Ni’s mooncake is similar to Suzhou-style mooncake: layered crust with either sweet fillings made of nuts or salty fillings made of Chinese ham.
But there are big differences. According to Ni, it takes 10 steps to make the mooncake by hand, and baking is the most crucial step.
Baking skills
“The Suzhou-style mooncake has a golden colored crust, while the flaky crust mooncake must have a cream color without a hint of yellow,” he said. The cream color is achieved by lower baking temperatures and longer time in the oven. It takes 40-45 minutes to bake, longer than Suzhou-style cakes. It is baked at 50-80 degrees Celsius from above and 170 degrees beneath, compared with 230 degrees, top and bottom, for Suzhou-style mooncakes.
It’s also tricky to achieve the flaky crust, which is layered in a special way and doesn’t just have one layer exactly on top of another.
It is said that Empress Dowager Cixi (1835-1908) named it. The story goes that she at first thought it was an ordinary mooncake and was angry because it looked tough and hard to bite. But when she saw and tasted the flaky crust and tasted the soft filling, she was delighted. She called it fanmao yuebing, meaning flaky crust mooncake.
Getting popular
Afterwards, it became popular in Beijing and other areas. It was sold in Shanghai in the 1930s.
It can only be made by hand, and Ni is the only master who can do it correctly in Shanghai, so production is limited.
Last year the plant turned out 800 boxes with six mooncakes per box. Each cake weighed 100 grams. This year Ni made 650 boxes.
They are mostly preordered and hard to find in retail stores.
In 2005, Ni became general manager.
In his 37 years with the company, he has had apprentices who learned to make flaky crust mooncake and other pastries.

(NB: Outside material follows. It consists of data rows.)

PR #141, opened 2025-03-19
139 update open data

### LINKED ISSUE #94: Add names of Scottish data zones to final suitability output dataset
We need to add the common names for the Scottish Data Zones to the final suitability output so this information can be included in pop-ups in the suitability map.

### LINKED ISSUE #139: Update script to generate open dataset with new features
Add summary statistics of new features since phase 1 to the script to generate the open LSOA/DZ version of the HP suitability score dataset.

crispy-wonton:
Fixes #139 

# Description

Update processing to produce open version of the LSOA HP suitability dataset and refactor separate dataset generation script to combine it with `run_calculate_suitability.py` script.

New files:
- `pipeline/prepare_features/property_type.py` - new file with function to calculate proportions of each property type in each LSOA using census data
- `pipeline/suitability/aggregate_features.py` - new file with functions to aggregate features to LSOA-level and provide averages for each LSOA

Modified files:
- `config/README.md` - minor correction to README (a source was listed under the wrong feature), and add lookup tables used in a new 'Other datasets' table at the bottom of the README
- `config/base.yaml` - new data source added for DZ code to name lookup and move some parameters from `run_calculate_suitability.py` to the config
- `getters/get_datasets.py` - add two new getter functions to load LSOA / DZ lookup tables. this was so we can match LSOA/DZ codes to their names
- `getters/get_target.py` - correction to function made in data story branch. There was a category of census flat data missing which has now been added. I need this function to calculate the proportion of flats in each LSOA according to the census, hence copying the correction to this branch also.
- `pipeline/prepare_features/epc.py` - add new function to convert EPC rating to a binary depending on whether it scores a C or above
- `pipeline/prepare_features/output_areas.py` - add new function to concatenate all LSOA/DZ codes and their matching names into one dataframe
- `pipeline/run_scripts/run_calculate_suitability.py` - refactor to also aggregate features per LSOA, not just calculate suitability of each tech type. Also add Scottish DZ names to the dataset which were previously missing
- `pipeline/suitability/calculate_suitability.py` - add some filtering to increase speed of data processing and add new function to create dict of both HP suitability scores and aggregated features per LSOA

NOT FOR REVIEW:
- `pipeline/run_scripts/run_generate_open_dataset.py` - I started making edits to this script before I decided to refactor it and combine with `run_calculate_suitability.py`. Once we are happy with `run_calculate_suitability.py` we can delete this script. But it might be useful for reference when reviewing (or not).

# Instructions for Reviewer

To create both the suitability scoring datasets and the final open dataset, I ran the following line:
`python -i asf_heat_pump_suitability/pipeline/run_scripts/run_calculate_suitability.py --weights s3://asf-heat-pump-suitability/outputs/2023Q4/weights/20250305_2023_Q4_EPC_weights.parquet --gardens s3://asf-heat-pump-suitability/outputs/2023Q4/gardens/20250224_2023_Q4_EPC_garden_size_estimates_EWS_deduplicated.parquet --features s3://asf-heat-pump-suitability/outputs/2023Q4/features/2023_Q4_EPC_features.parquet -q 4 -y 2023` 

It takes about 50 minutes to run (this is mainly due to 20 mins of time to save the per property dataset, so if you comment that line out it should go much quicker). The results are here for you to look at:
`s3://nesta-open-data/asf_heat_pump_suitability/2023Q4/20250319_2023_Q4_EPC_heat_pump_suitability_per_lsoa.parquet`

Once we're happy with the results, I'll create the excel version with the `README` and `key` sheets.

- the calculations to aggregate the features with the weights - I have updated the way we calculate them since the last version of the script because I think for weighting the features, we should have been using the original weights but instead we were using the recalculated weights after removing the dummies. As we discussed, the recalculated weights are fine to use for the scoring, but I think we should use the original weights for calculating the proportions of different features. Definitely want your thoughts though!
- this function: `aggregate_dict_lsoa_suitability_and_features` in `calculate_suitability.py`. It took me a while to figure out the best way to process both the features and the scoring. The weights was the main thing that made this difficult (especially because for some LSOAs we don't use the weights so I had to account for that). I think it works and I've added notation to the function to say what it's meant to be doing at each line but would be good to have you taking a careful look at it too. Thank you!

# Checklist:

- [ ] I have tested the code


asf_heat_pump_suitability/pipeline/suitability/calculate_suitability.py
```diff
@@ -258,3 +263,35 @@ def compute_dict_lsoa_suitability_scores(df: pl.DataFrame, lsoa: str) -> dict:
     scores_dict["n_properties"] = len(df)
 
     return scores_dict
+
+
+def aggregate_dict_lsoa_suitability_and_features(
```
crispy-wonton, line 268: This function needs careful checking.

asf_heat_pump_suitability/pipeline/suitability/aggregate_features.py
crispy-wonton, line 1: The functions in this file need careful checking as this is where the main calculations to aggregate the features are defined.

asf_heat_pump_suitability/pipeline/run_scripts/run_generate_open_dataset.py
crispy-wonton, line 1: You can skip this file because we don't use it anymore as it has been refactored into `run_calculate_suitability.py`. As mentioned in PR description, I will delete this when we're happy with the `run_calculate_suitability.py` script.

asf_heat_pump_suitability/pipeline/suitability/aggregate_features.py
crispy-wonton, line 1: The functions in this file need careful checking as this is where the main calculations to aggregate the features are defined.

asf_heat_pump_suitability/pipeline/suitability/calculate_suitability.py
```diff
@@ -226,7 +229,8 @@ def compute_df_weighted_score(df, threshold=0.5):
         .then(True)
         .otherwise(False)
         .alias("scores_weighted"),
-    )
+    ).filter(pl.col("use_weight").is_not_null())
```
lizgzil, line 232: trying to work out what difference this makes to the results. In the past were null "use_weight" rows also not included in the LSOA averages?

asf_heat_pump_suitability/pipeline/suitability/calculate_suitability.py
```diff
@@ -258,3 +263,35 @@ def compute_dict_lsoa_suitability_scores(df: pl.DataFrame, lsoa: str) -> dict:
...
+    # Filter df to specified LSOA
+    lsoa_df = df.filter(pl.col("lsoa") == lsoa_code)
+
+    # Compute weighted score for each property in one LSOA - this dataset will be one row per property in a single LSOA
+    lsoa_df = compute_df_weighted_score(lsoa_df)
+
+    # Weight and aggregate the features to LSOA-level for one LSOA
+    lsoa_df = aggregate_features.extend_df_feature_weight(lsoa_df)
+    lsoa_df = epc.convert_df_epc_rating(lsoa_df)
+    lsoa_features_dict = aggregate_features.aggregate_dict_features_per_lsoa(lsoa_df)
```
lizgzil, line 291: took me a while to get my head around the 'feature_weight' and 'total_weight' idea, but think this is a really elegant way to deal with it!!

asf_heat_pump_suitability/pipeline/suitability/calculate_suitability.py
lizgzil: I think this means `n_properties` won't include this rows, but thats ok right since they are the dummy rows and perhaps shoudn't be included anyway?

lizgzil (approved):
Screenshot 2025-03-20 at 15 36 22

I think this looks good. I've done some checks that the previous average scores are the same (which they are), the only thing that changes is the n_properties column, but I think it's more accurate now due to removing dummies (if I've got it right)?
The new columns and the weighting approach included looks good to me - can't see an issue.

asf_heat_pump_suitability/pipeline/suitability/calculate_suitability.py
crispy-wonton: Yep the reason I added this was to correct the number of `n_properties`. At this point, dummy rows are already removed. It's removing properties which didn't have sufficient features to be included in the analysis. The `n_properties` feature is described in our README as number of properties included in analysis per LSOA/DZ. I wanted this to represent the sample size of properties that the results are based on , rather than the total property count in the LSOA/DZ. We could also add a `total_properties` column with all the properties in the LSOA/DZ.

PR #149, opened 2025-04-08
Add preprocessing for flats with gas analysis

crispy-wonton:
# Description

This PR contains the preprocessing functions and scripts for an ad-hoc analysis requested by ASF team members. This PR contains the functions and scripts for processing the EPC data in preparation for the analysis, as well as 2 notebooks to explore the data and identify the best method for filling missing storey count data.

I will create a separate PR with the final notebook which uses the processed data to answer the research questions. Summary:

These modules and scripts are first in the analysis 'pipeline', used before any notebooks. I recommend reviewing them first. These conduct the general preprocessing required for the analysis:
- `building_rise.py` - functions to calculate building rise from storey count data
- `fuel_type.py` - functions to extract central heating information from EPC data including fuel type, communal heating flag, and fossil fuel heating flag
- `run_join_epc_building_footprints.py` - script to join EPC records to a corresponding building footprint from the Microsoft Global ML building dataset if available. This is how we join the building height data to the EPC records.
- `run_process_epc_flats.py` - script to preprocess EPC flats data to prepare for analysis. This is how we process the central heating information that we need for the analysis.

The notebooks use the outputs of the preprocessing. At this point in the processing, 87% of the EPC records for flats are missing flat storey count data. The notebooks both exist to identify how to fill the missing flat storey count data which is required for the final analysis to answer the research questions. 
I recommend reviewing the files in the following order:
- `analysis_explore_storey_and_height_data.py` - Here we investigate the FLAT STOREY COUNT and building height data to get a sense of their quality and how we can apply the building height data to fill in the storey count variable.
- `analysis_fill_building_rise_methods.py` - Here we test 4 different basic methodologies for converting building height data to FLAT STOREY COUNT data. We compare the methodologies at the end to select the best one.

So to recap: at the end of this mini pipeline outlined in this PR, we should have a preprocessed dataset ready to answer the final research questions. The dataset should contain EPC records of flats/maisonettes only and should be enhanced with building rise information as well as information about the central heating system.

# Instructions for Reviewer

- To join the EPC data with the building footprints, you need to run the line below. I suggest running this through a couple of iterations just to check it works but not all the way through as it takes a while:
`python -i asf_heat_pump_suitability/analysis/flats_on_fossils/run_join_epc_building_footprints.py --epc s3://asf-daps/lakehouse/2024_Q3/processed/epc/deduplicated/processed_dedupl-0.parquet -y 2024 -q 3`

- To preprocess the EPC flats data in preparation for the analysis conducted in notebooks, you need to run:
- `python -i asf_heat_pump_suitability/analysis/flats_on_fossils/run_process_epc_flats.py --epc s3://asf-daps/lakehouse/2024_Q3/processed/epc/deduplicated/processed_dedupl-0.parquet -y 2024 -q 3`

To convert the notebooks from python to ipynb:
```
pip install jupytext
jupytext --to notebook asf_heat_pump_suitability/analysis/flats_on_fossils/analysis_explore_storey_and_height_data.py
jupytext --to notebook asf_heat_pump_suitability/analysis/flats_on_fossils/analysis_fill_building_rise_methods.py
```

You can then run them as normal in your IDE.

Note this analysis uses the latest EPC data (Q3 2024).

- The `analysis_fill_building_rise_methods.py` notebook. I'm keen to hear your feedback on the methodology. Do you think I've made the right methodological decisions and appropriate assumptions? Is there anything that seems wrong or weird to you?
- Have I missed any particularly useful investigative analysis that you think would add good insights to the data?
- General check for bugs and errors in any of the preprocessing modules and scripts. Anything weird you notice in them?

# Checklist:

- [ ] I have tested the code


asf_heat_pump_suitability/analysis/flats_on_fossils/features/building_rise.py
```diff
@@ -0,0 +1,91 @@
+import polars as pl
+import numpy as np
```
helloaidank: I don't think we use np in this script?

asf_heat_pump_suitability/analysis/flats_on_fossils/features/building_rise.py
```diff
@@ -0,0 +1,91 @@
...
+    Returns:
+        pl.DataFrame: dataset with all duplicated UPRNs removed
+    """
+    n = df["UPRN"].is_duplicated().sum()
+    logging.info(f"Dropping {n} rows with duplicated UPRNs")
+    return df.unique(subset="UPRN", keep="none")
+
+
+def extend_df_building_rise_from_storey_count(
+    df: pl.DataFrame, storey_col: str, building_rise_col: str
```
helloaidank, line 46: Is there a reason we want to define this as a function argument, does the `storey_col` vary?

asf_heat_pump_suitability/analysis/flats_on_fossils/features/building_rise.py
```diff
@@ -0,0 +1,91 @@
...
+    Args:
+        df (pl.DataFrame): dataset with storey count per record
+        storey_col (str): name of column containing storey count data
+        building_rise_col (str): name of new column containing building rise classification
+
+    Returns:
+        pl.DataFrame: dataframe with building rise classification
+    """
+    df = df.with_columns(
+        pl.when((pl.col(storey_col) > 0) & (pl.col(storey_col) <= 3))
```
helloaidank, line 61: Curious about the zero storey, are there places which are underground and therefore we aren't taking into account (these are likely basements).

asf_heat_pump_suitability/analysis/flats_on_fossils/features/building_rise.py
```diff
@@ -0,0 +1,91 @@
...
+
+    Args:
+        df (pl.DataFrame): dataset with storey count per record
+        storey_col (str): name of column containing storey count data
+        building_rise_col (str): name of new column containing building rise classification
+
+    Returns:
+        pl.DataFrame: dataframe with building rise classification
+    """
+    df = df.with_columns(
```
helloaidank, line 60: Love this chain of polar functions, so nice.

asf_heat_pump_suitability/analysis/flats_on_fossils/features/building_rise.py
```diff
@@ -0,0 +1,91 @@
...
+    logging.info(f"Dropping {n} rows with duplicated UPRNs")
+    return df.unique(subset="UPRN", keep="none")
+
+
+def extend_df_building_rise_from_storey_count(
+    df: pl.DataFrame, storey_col: str, building_rise_col: str
+) -> pl.DataFrame:
+    """
+    Add new column to dataframe with building rise classification derived from storey count. Buildings are classified
+    into low- (<=3 storeys), medium- (4-10 storeys) and high-rise (>10 storeys).
```
helloaidank: maybe more accurate to say between 1-3 to be consistent with the logic you have?

asf_heat_pump_suitability/analysis/flats_on_fossils/features/building_rise.py
```diff
@@ -0,0 +1,91 @@
...
+        pl.DataFrame: EPC data with cleaned `FLAT_STOREY_COUNT` column
+    """
+    logging.warning("Replacing FLAT_STOREY_COUNT values of `20+` with `20`")
+    df = df.with_columns(
+        pl.col("FLAT_STOREY_COUNT")
+        .cast(pl.String)
+        .replace(
+            "20+", "20"
+        )  # This is appropriate here because we are using storeys to determine rise
+        .replace("", "unknown")
```
helloaidank, line 89: Are there potentially any strings within this column that should be classified as unknown but aren't a empty string?

asf_heat_pump_suitability/analysis/flats_on_fossils/features/building_rise.py
```diff
@@ -0,0 +1,91 @@
...
+        .cast(pl.Float64, strict=False)
+    ).with_columns(
+        pl.when(pl.col("FLAT_STOREY_COUNT") <= 0)
```
helloaidank, line 93: Understand making negative values, but I guess building on the above comment, might be outlier buildings which actually have zero stories.

asf_heat_pump_suitability/analysis/flats_on_fossils/features/building_rise.py
```diff
@@ -0,0 +1,91 @@
+import polars as pl
```
helloaidank, line 8: personally like adding a small description at the beginning of each file to describe what's contained within there, understand we have different styles!

asf_heat_pump_suitability/analysis/flats_on_fossils/features/fuel_type.py
```diff
@@ -0,0 +1,194 @@
+import polars as pl
+
+
+def extend_df_central_heating_information(df: pl.DataFrame) -> pl.DataFrame:
+    """
+    Add `fuel_type` and `community_heating` columns to EPC dataset using data in `MAIN_FUEL` and `MAINHEAT_DESCRIPTION`
```
helloaidank, line 13: It's not really necessarily clear from the outset what the difference between the 'MAIN_FUEL' and 'fuel_type' is, pointing to the definition or short explanation of what it is could be useful.

asf_heat_pump_suitability/analysis/flats_on_fossils/features/building_rise.py
```diff
@@ -0,0 +1,91 @@
...
+    """
+    Filter out EPC rows with no building height data.
+
+    Args:
+        df (pl.DataFrame): building height data joined to EPC data
+
+    Returns:
+        pl.DataFrame: EPC records with building height data
+    """
+    n = (df["height"] == -1).sum()
```
helloaidank: Are there edge cases where df["height"] has missing values but they aren't -1? Potentially something to consider

asf_heat_pump_suitability/analysis/flats_on_fossils/features/building_rise.py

But these days, fewer people are interested because the work is so demanding and time-consuming.
About Yuelaifang
Yuelaifang was founded in 1926 by Yu Pengcai and located on old Robinson Road, which is today’s Changshou Road in Putuo District.
The company has won numerous awards in various fields. In 2011 it was recognized as a China Time-Honored Brand.
Now Yuelaifang is a subsidiary of Shanghai Happy Group, a state-owned company with more than 200 retail stores across Shanghai.
The company makes more than 1,000 kinds of food products, including various kinds of mooncakes, sweet green rice balls, pre-cooked dishes, alcoholic beverages, cookies and shortcakes, as well as a signature product, Shanghai-style smoked fish.
Though Yuelaifang has a long history, it is also a modern brand, focusing on innovation in product development and meeting the requirements of customers.
It is also a research base for the College of Life Science at East China Normal University where students and researchers develop new products and improve cooking and processing techniques. The collaboration has produced a blueberry series, including cookies, cakes, breads and mooncakes made of blueberries.
The company is rooted in Putuo, and it is giving back to the community.
It frequently gives mooncakes to seniors living alone for the Mid-Autumn Festival, as well as birthday cakes. It sends gift packages to students staying at East China Normal University over the holidays.